Our Own Roots ‘n’ Ganja Man Visits Planet Reggae


Since born rebels see comrades in every other outlaw and country & western’s twang once ran Jamaican airwaves, our own roots ‘n’ ganja man’s reggae album isn’t strange, just overdue.

Planet Reggae maintains no tune ever lived that couldn’t benefit from a one-drop injection, and that bias holds up here, though to be fair, Willie’s music is comfortable in any world he chooses to visit. Mostly reggaefied c&w chestnuts, these 12 tracks smoothly fold in home comforts—acoustic guitar, pedal steel, dobro, and harmonica. He revives his oft covered “One in a Row,” “You Left Me a Long Time Ago,” and “Darkness on the Face of the World,” trailed by a juicy dub. A do-over of Johnny Cash’s “I’m a Worried Man” blends Toots Hibbert’s gutsy preacher style with Willie’s mellow warmth.

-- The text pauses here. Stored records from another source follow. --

PR #166, opened 2023-07-27
Fix crash caused by sdg not being hashashable

kayoub5:


andlaus:
looks good, merging...

andlaus:
BTW: what does "hashashable" mean? something involving THC? ;-P

kayoub5:
> BTW: what does "hashashable" mean? something involving THC? ;-P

But it’s Willie’s versions of Jimmy Cliff’s “Sitting in Limbo” and “The Harder They Come” that take his full measure. Where most reggae guys rail against bad fortune, Willie’s more likely to lay back and roll one. So Cliff’s cathartic originals remain definitive. But the remakes’ power creeps up on you—an easy, inevitable build that testifies to the glories of musical sincerity.